Quatre vingt dix microlitres d’un mélange à parts égales de suspension cellulaire et d’agarose à bas point de fusion (solution à 1 % préparée dans du PBS) sont déposés sur une lame microscopique (pré-enduite d’une solution à 0,8 % d’agarose à point de fusion normal). Une lamelle est ensuite posée sur la préparation afin de l’étaler de manière homogène sur la surface de la lame. Le tout est alors placé sur un plateau métallique flottant sur un bain de glace afin d’accélérer la polymérisation du gel. Après avoir retiré la lamelle, 90 µL d’agarose à bas point de fusion (solution à 0,5 % dans du PBS) sont redéposés, afin d’assurer une protection du mélange cellules-agarose. Une nouvelle lamelle est ajoutée avant de réitérer le protocole de polymérisation du gel d’agarose. Une fois la lamelle retirée, la lame est prête.
Les lames sont ensuite placées dans une cuve et recouvertes d’une solution de lyse préparée extemporanément à partir d’une solution mère (NaCl 2,5 M, EDTA disodique 100 mM, Tris 10 mM, ajustée à pH 10 avec du NaOH) à laquelle on ajoute un détergent, le Triton X100 (1 % final), et du DMSO (10 % finaux). La lyse est réalisée pendant 1h et à l’obscurité, tout comme la suite du protocole (l’ADN ainsi mis à nu étant hautement photosensible).

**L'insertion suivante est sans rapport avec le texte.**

PR #624, opened 2018-03-23
Fixing dragula plunker issue

ashley-hunter:
Turns out ng-packagr keeps `require` statements dynamic so I had to use a different workaround to allow us to use the dragula library. Should work as expected now.


donna-marijne:
Are we shipping the dragula code with UX Aspects? Or how does the code get loaded into plunker?

ashley-hunter:
Made changes to make dragula an external dependency

PR #648, opened 2018-04-12
Fixing build issue

ashley-hunter:
Did a bit of digging and the build issue seems to be being caused by ng-packagr which has a dependency on uglify-js^3.0.7.

One of the recent uglify releases seems to have broken this. I have fixed the version of uglify so we don't use a broken version. Fixes the issue at least when I try it on my local machine

### DIFF
--- a/configs/loaders/uglifyjs-loader.js
+++ b/configs/loaders/uglifyjs-loader.js
@@ -1,0 +1,17 @@
+const { minify } = require('uglify-js');
+
+module.exports = function (source) {
+
+    if (this.cacheable) {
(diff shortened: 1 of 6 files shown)


ashley-hunter:
No problem, good spot, will look into it now

ashley-hunter:
- Updating package-lock.json
- Removed uglify-loader, it is really old and outdated
- Replaced with our own uglifyjs-loader (there are no other uglify loaders available on npm that I can see - only webpack plugins which are no use for what we need) that uses the latest version of uglify and fixes build issues

PR #649, opened 2018-04-13
EL-2970 - Expanding textarea migration

ashley-hunter:
- Created new Angular directive
- Added documentation section and deprecated old section
- Added protractor tests

Old component had two attributes which I have removed:
- max lines - This is better just set using css as that gives more flexibility eg, flexbox and % etc..
- disable return - This was fairly useless before as you could paste stuff in that had multiple lines. In the rare case that they would want this, this should be handled using ngModel rather than part of this directive.

### DIFF
--- a/docs/app/data/components-page.json
+++ b/docs/app/data/components-page.json
@@ -535,8 +535,24 @@
                 },
                 {
                     "title": "Expanding Text Area",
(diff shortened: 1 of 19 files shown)


ashley-hunter:
Line breaks should now be added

Après la lyse, les lames sont transférées dans la cuve à électrophorèse et sont immergées durant 40 min dans un tampon de déroulement (NaOH 0,3 M, EDTA 1 mM). A l’issue du déroulement, le générateur basse tension (20 V) est activé, délivrant ainsi le courant nécessaire à l’établissement du champ électrophorétique (0,7 à 1 V/cm, 300 mA). La durée de cette électrophorèse est fixée à 24 min.
Afin d’obtenir une structure bicaténaire des fragments d’ADN au sein du gel après migration, un tampon de neutralisation (Tris 0,4 M ajusté à pH 7,5 avec de l’HCl concentré) est versé délicatement sur les lames, à deux reprises, à 5 min d’intervalle.
Le dépôt de 50 µL d’une solution de bromure d’éthidium (20 ng/mL) permet ensuite le marquage des lames en vue de leur analyse sous un microscope à épifluorescence (utilisant une lampe à vapeur de mercure).
Une caméra CDD couplée à un système informatique doté d’un logiciel d’acquisition (Komet 4.0, Kinetic Imaging Ltd) permet ensuite de procéder à l’acquisition des résultats (“tail length”, “tail DNA” et “tail moment” notamment).